Also ich habe unsere vierjährige am Montag auf ein Naloo 16“ und ein Frog 48 gesetzt, ebenso auf ein Puky s-pro 16 und 18. Ich habe jetzt leider die Körpergröße nicht parat, Schrittlänge meine ich waren um die 44-45. Das Naloo und das Puky in 16 haben sehr kleine Rahmen, da hast du schon nen recht hohen Sattelauszug (aber keine Überhöhung), das 18“ Puky war wiederum zu lang, hat aber ab Werk scheinbar auch nen 50-70er Vorbau so wie das aussah. Könnte man noch kürzer machen. Das Frog 48 hingegen passte super, das wird es nun. 
Kann bei Deinen anders sein, was ich sagen will: auf jeden Fall probieren, das hilft ungemein ??

@fahrradglanz Andree, wenn ich fragen darf, ihr bekommt die Frogs doch sicher auch schon mit vormontierten Bremsen, oder? Baut Ihr diese um auf „Rest der Welt“ oder lasst Ihr die wie sie sind mit Vorderradbremse am rechten Bremshebel? Hat das bei Kinderrädern evtl einen Grund das VR rechts zu bremsen? Puky hat ja bei allen Modellen mit Rücktritt das VR rechts und links nix... Danke Dir


----------



## Tiefdruck1 (13. Mai 2020)

Hi. Da habt ihr aber Riesen. Unsere beiden jungs sind jetzt 4 1/2 und 108. Sie fahren seitdem sie 4 sind Kubikes 16 mit Automatix. Perfekt gewesen. Jetzt haben wir 2 VPACE 20 bestellt. Sollen im Juli kommen. Zieht man den Wiederverlaufserlös ab, sind sie auch nicht teurer als Pukys.


----------



## Jaerrit (13. Mai 2020)

Tiefdruck1 schrieb:


> Zieht man den Wiederverlaufserlös ab, sind sie auch nicht teurer als Pukys.
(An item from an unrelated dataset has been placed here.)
PR #111, opened 2015-06-23
conda env attach

malev:
#### Problem
Notebooks need an environment to run. If we are going to share notebooks in different platforms, we need a way to share the environment with the notebook.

So ähnlich hab ich mir das auch schöngesoffen schöngerechnet


----------



## MTB-News.de




----------



## fahrradglanz (14. Mai 2020)

@Jaerrit wir hängen die Bremsen um auf "deutschen Standard" und kürzen meistens auch die Leitungslänge von Bremsen und Schaltung ein. Oftmals ist der Aufbau nicht so schön. Ansonsten tolle Räder vom P/L- Verhältnis.
Auf die S-Pro Line warte ich noch. Sollte eigentlich im März kommen, kann zu den Rädern daher noch nichts sagen.
Ansonsten geht das Pyro 20 small schon Recht früh.
Rücktritt hinten und Vorderradbremse rechts ist irgendwie wohl historisch reingewachsen. War damals schon so bei den meisten Hollandrädern mit Stempelbremse


----------